## Description of the task
All of the data should be restated exactly as it stands.

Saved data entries
PR #1006, opened 2017-06-27
FastScan: fix install/uninstall plugin without restart GUI

Dima73:


littlesat:
I just pushed something around the same time... Please verify if it is sufficiant.

PR #1008, opened 2017-06-28
[SoftcamSetup] add option enable/disable autostart

Dima73:


littlesat:
Please clarify why you should need this?

Dima73:
Over the past years, I have hundreds of times explained to users how to turn on the autostart emulator.

Now it is implemented in the plugin.

littlesat:
But when you install a softcam it will be automatically started... So no need to have it in the code... Sorry I do not see why we need to add such manu lines for this feature where I do not understand the real reason for...

And b.t.w.... This is not done os.system("....")

PR #1017, opened 2017-07-04
Network.py: Some changes (Broadcom and ping)

persianpros:


WanWizard:
why is tap0 (and tun0 for that matter) blacklisted?

persianpros:
Blacklist changes are for STB's with broadcom wlan chips like ultimo4k and it's useful for them, If you think it's not necessary I can remove them.

WanWizard:
tun0 wasn't in this PR, but was already blacklisted. Blacklisting them means you can't check the state of your VPN tunnels via the GUI anymore.

PR #1018, opened 2017-07-04
Some cleanups

persianpros:


lib/python/Components/Timezones.py
```diff
@@ -1,6 +1,6 @@
 import xml.etree.cElementTree
 
-import os
+from os import environ, unlink, symlink, path
```
athoik: What was wrong with import os? Please check better the commits from @milosoftware that talk about namespace pollution (or something like that).

PR #1021, opened 2017-07-04
Network.py: Avoid parsing errors (IPv6 related)

persianpros:
The output format of the full iproute2 "ip" differs from busybox "ip", making iNetwork fail here when iproute2 gets installed.
Avoid this by explicitely invoking "busybox ip".
Thanks to https://github.com/Schimmelreiter


littlesat:
So we do not merge this.... (this patch includes also a console thing when not install... so there is more included than the description indicates....

littlesat:
Mmmm it is just hiding errors regarding IPv6..... so in fact a not-done patch....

## Result of this task
PR #1006, opened 2017-06-27
FastScan: fix install/uninstall plugin without restart GUI

Dima73:


littlesat:
I just pushed something around the same time... Please verify if it is sufficiant.

PR #1008, opened 2017-06-28
[SoftcamSetup] add option enable/disable autostart

Dima73:


littlesat:
Please clarify why you should need this?

Dima73:
Over the past years, I have hundreds of times explained to users how to turn on the autostart emulator.

Now it is implemented in the plugin.

littlesat:
But when you install a softcam it will be automatically started... So no need to have it in the code... Sorry I do not see why we need to add such manu lines for this feature where I do not understand the real reason for...

And b.t.w.... This is not done os.system("....")

PR #1017, opened 2017-07-04
Network.py: Some changes (Broadcom and ping)

persianpros:


WanWizard:
why is tap0 (and tun0 for that matter) blacklisted?

persianpros:
Blacklist changes are for STB's with broadcom wlan chips like ultimo4k and it's useful for them, If you think it's not necessary I can remove them.

WanWizard:
tun0 wasn't in this PR, but was already blacklisted. Blacklisting them means you can't check the state of your VPN tunnels via the GUI anymore.

PR #1018, opened 2017-07-04
Some cleanups

persianpros:


lib/python/Components/Timezones.py
```diff
@@ -1,6 +1,6 @@
 import xml.etree.cElementTree
 
-import os
+from os import environ, unlink, symlink, path
```
athoik: What was wrong with import os? Please check better the commits from @milosoftware that talk about namespace pollution (or something like that).

PR #1021, opened 2017-07-04
Network.py: Avoid parsing errors (IPv6 related)

persianpros:
The output format of the full iproute2 "ip" differs from busybox "ip", making iNetwork fail here when iproute2 gets installed.
Avoid this by explicitely invoking "busybox ip".
Thanks to https://github.com/Schimmelreiter


littlesat:
So we do not merge this.... (this patch includes also a console thing when not install... so there is more included than the description indicates....

littlesat:
Mmmm it is just hiding errors regarding IPv6..... so in fact a not-done patch....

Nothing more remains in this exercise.